▸ **Exercise description**: Across the following data, state how many lines include the word "permissive". Provide the number alone.

== Recorded data

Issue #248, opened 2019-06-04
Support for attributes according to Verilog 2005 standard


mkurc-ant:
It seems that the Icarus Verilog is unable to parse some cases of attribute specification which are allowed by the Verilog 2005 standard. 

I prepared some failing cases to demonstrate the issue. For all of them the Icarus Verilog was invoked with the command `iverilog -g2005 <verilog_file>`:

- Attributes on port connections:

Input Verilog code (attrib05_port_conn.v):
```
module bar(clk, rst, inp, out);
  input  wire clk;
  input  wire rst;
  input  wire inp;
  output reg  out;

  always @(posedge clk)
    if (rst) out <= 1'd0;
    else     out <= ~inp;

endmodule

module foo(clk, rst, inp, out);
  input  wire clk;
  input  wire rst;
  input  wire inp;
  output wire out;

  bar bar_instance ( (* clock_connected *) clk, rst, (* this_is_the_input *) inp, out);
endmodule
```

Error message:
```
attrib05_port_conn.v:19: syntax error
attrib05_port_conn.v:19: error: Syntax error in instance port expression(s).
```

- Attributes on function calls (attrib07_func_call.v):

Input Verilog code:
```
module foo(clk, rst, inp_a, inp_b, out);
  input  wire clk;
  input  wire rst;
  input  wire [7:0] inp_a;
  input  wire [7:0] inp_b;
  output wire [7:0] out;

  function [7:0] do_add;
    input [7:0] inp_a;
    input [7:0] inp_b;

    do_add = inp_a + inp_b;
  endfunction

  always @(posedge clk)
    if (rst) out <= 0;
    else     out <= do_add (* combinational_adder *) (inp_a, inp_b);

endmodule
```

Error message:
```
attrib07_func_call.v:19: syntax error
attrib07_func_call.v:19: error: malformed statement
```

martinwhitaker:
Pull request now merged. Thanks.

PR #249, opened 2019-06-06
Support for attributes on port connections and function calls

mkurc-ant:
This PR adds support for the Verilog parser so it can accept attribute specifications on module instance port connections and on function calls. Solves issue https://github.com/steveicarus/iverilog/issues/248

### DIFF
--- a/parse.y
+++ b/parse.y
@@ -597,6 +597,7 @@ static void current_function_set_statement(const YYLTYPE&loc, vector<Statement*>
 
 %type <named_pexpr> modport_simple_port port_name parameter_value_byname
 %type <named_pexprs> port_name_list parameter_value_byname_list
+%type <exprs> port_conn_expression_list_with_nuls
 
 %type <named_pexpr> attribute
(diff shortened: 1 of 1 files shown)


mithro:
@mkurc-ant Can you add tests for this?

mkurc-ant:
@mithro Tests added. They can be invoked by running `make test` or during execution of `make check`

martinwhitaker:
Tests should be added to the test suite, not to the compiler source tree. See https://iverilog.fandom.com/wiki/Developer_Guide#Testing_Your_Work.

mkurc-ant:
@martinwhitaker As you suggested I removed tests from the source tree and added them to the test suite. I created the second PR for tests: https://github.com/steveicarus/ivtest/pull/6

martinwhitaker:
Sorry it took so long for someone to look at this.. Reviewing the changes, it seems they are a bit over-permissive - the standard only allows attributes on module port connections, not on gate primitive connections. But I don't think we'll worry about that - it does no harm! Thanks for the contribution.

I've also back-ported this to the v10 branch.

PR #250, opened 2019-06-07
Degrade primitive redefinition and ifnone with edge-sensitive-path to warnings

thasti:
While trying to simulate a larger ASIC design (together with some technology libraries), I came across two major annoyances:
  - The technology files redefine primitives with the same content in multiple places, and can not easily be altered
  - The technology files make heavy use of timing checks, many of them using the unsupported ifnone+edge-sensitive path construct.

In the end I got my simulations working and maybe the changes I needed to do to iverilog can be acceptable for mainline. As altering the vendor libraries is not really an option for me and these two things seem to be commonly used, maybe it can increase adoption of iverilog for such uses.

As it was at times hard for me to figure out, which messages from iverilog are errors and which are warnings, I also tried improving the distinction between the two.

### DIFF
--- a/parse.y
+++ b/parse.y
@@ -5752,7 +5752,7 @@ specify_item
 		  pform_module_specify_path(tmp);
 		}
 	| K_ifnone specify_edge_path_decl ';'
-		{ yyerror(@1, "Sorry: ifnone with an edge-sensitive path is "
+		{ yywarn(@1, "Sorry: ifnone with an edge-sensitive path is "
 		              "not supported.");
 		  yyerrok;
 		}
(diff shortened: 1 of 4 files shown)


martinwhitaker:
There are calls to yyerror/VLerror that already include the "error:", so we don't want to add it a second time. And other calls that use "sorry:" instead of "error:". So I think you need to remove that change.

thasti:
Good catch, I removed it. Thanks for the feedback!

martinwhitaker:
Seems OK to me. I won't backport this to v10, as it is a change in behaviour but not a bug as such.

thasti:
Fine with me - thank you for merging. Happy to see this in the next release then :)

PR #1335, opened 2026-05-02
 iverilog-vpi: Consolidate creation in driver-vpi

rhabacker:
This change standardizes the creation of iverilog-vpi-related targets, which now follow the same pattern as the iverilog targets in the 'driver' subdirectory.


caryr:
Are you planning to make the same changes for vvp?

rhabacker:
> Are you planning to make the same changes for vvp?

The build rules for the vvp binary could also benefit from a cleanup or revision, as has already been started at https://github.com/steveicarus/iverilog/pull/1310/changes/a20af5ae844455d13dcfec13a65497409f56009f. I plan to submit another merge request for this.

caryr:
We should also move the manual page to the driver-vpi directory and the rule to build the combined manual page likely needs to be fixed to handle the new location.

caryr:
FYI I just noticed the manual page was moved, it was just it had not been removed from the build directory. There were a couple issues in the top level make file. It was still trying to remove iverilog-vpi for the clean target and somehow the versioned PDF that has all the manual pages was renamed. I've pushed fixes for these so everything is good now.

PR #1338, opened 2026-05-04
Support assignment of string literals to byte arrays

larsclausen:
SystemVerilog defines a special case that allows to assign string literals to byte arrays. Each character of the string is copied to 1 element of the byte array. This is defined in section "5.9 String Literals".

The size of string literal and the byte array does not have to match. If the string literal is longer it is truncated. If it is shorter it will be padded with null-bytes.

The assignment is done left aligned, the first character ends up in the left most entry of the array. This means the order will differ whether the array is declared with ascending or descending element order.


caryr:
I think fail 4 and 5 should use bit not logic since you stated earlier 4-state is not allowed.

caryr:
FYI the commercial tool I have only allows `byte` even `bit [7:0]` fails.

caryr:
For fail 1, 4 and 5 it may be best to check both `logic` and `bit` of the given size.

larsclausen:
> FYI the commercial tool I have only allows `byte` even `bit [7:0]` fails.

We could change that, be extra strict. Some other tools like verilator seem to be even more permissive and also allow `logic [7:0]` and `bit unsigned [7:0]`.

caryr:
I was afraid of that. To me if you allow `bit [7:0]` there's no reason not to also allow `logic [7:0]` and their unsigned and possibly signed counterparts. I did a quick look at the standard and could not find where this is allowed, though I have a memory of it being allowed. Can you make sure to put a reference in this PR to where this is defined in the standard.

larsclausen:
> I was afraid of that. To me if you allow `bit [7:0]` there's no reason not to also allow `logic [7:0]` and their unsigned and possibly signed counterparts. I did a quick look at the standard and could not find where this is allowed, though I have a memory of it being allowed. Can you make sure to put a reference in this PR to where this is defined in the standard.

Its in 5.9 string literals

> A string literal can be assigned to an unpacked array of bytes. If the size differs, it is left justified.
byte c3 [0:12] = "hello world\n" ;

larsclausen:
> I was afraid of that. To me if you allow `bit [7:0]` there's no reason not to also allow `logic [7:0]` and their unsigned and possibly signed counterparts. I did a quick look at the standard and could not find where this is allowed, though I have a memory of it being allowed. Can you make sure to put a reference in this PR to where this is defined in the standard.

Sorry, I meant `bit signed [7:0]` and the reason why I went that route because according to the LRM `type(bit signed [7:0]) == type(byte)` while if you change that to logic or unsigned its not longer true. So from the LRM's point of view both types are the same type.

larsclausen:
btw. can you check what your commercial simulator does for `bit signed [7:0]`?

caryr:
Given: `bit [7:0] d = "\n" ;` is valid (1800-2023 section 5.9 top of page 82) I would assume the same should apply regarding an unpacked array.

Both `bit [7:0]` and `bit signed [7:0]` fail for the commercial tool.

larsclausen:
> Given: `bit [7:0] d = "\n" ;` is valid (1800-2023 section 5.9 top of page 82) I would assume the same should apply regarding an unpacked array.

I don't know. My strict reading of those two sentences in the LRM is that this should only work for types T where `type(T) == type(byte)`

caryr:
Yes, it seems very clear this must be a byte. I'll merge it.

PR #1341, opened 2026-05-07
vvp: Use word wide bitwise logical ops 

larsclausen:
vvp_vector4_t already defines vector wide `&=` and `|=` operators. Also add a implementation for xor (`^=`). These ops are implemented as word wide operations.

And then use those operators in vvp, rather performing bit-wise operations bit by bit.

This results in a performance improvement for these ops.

====

▸ **Reply**: 2